_Assigned task_
Up to and including the line with "MainWindow.with_restore_override (true, restore_override));", output the records exactly as they appear.

_Information shown_
# # # # # # #

PR #1625, opened 2025-07-02
Disable some actions in secondary window

jeremypw:
Based on #1624 

Limit certain behaviour that would be complicated to synchronize/reconcile with the primary window.

 - [x] Access to terminal
 - [x] Change active project (ChooseProjectButton)
 - [ ] Change active project (context menu)
 - [x] Clone repository
 - [ ] Checkout/create branch

### DIFF
--- a/src/Application.vala
+++ b/src/Application.vala
@@ -155,13 +155,13 @@ namespace Scratch {
             if (active_window == null) {
                 if (location_jump_manager.has_selection_range () && location_jump_manager.has_override_target ()) {
                     RestoreOverride restore_override = location_jump_manager.create_restore_override ();
-                    add_window (new MainWindow.with_restore_override (true, restore_override));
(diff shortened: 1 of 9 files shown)


danirabbit:
I don't like this at all :( We should definitely make active project per window for example

jeremypw:
@danirabbit Funnily enough I came to the same conclusion and am implementing that now.  It should be possible to allow most actions to be done in either window but I do not want to start saving state per window atm so there may be some restrictions.

I envisage being able to work on two *different* projects without restrictions but I think we will have to avoid having the same active project in both windows unless git actions are disabled in one of them.

jeremypw:
I think I'll close this and submit a more limited PR implementing per-window active project, based on #1574 as that touches the same code.

Then we can think about any necessary limitations as and when specific issues arise.

PR #1627, opened 2025-07-03
Keyboard accessibility: Set an accelerator for Close Other Tabs action

jeremypw:
For convenience.

Proposed shortcut is `<Shift><Control>W`

Ideally needs to be paired with a "Pin Tab" functionality so docs can be opened temporarily and then closed without closing the doc actually being worked on.


danirabbit (approved):
Seems in line with what other platforms do for this 👍

PR #1636, opened 2025-07-17
SymbolPane: improve tooltips for C tags

jeremypw:
We implemented more informative tooltips for Vala symbols recently.  This does the same for C tags (as far as the parser allows).

The parser does not provide start and end lines for the tags, only the line on which the tag name occurs. As C methods often have the type on the previous line, the start line is decremented for methods.  It is necessary to use Markup.escape_text as some C symbol definitions contain markup characters.


zeebok (approved):
Glad both previous and same line scenarios are covered!

PR #1640, opened 2025-08-12
Fix open-folder shortcut

jeremypw:
- Resolve shortcut conflict
 - Add target to open-folder shortcut
 - Use separate action for open project with no target else accel label does not show accel string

# # # # # # #

_Answer to this task_
PR #1625, opened 2025-07-02
Disable some actions in secondary window

jeremypw:
Based on #1624 

Limit certain behaviour that would be complicated to synchronize/reconcile with the primary window.

 - [x] Access to terminal
 - [x] Change active project (ChooseProjectButton)
 - [ ] Change active project (context menu)
 - [x] Clone repository
 - [ ] Checkout/create branch

### DIFF
--- a/src/Application.vala
+++ b/src/Application.vala
@@ -155,13 +155,13 @@ namespace Scratch {
             if (active_window == null) {
                 if (location_jump_manager.has_selection_range () && location_jump_manager.has_override_target ()) {
                     RestoreOverride restore_override = location_jump_manager.create_restore_override ();
-                    add_window (new MainWindow.with_restore_override (true, restore_override));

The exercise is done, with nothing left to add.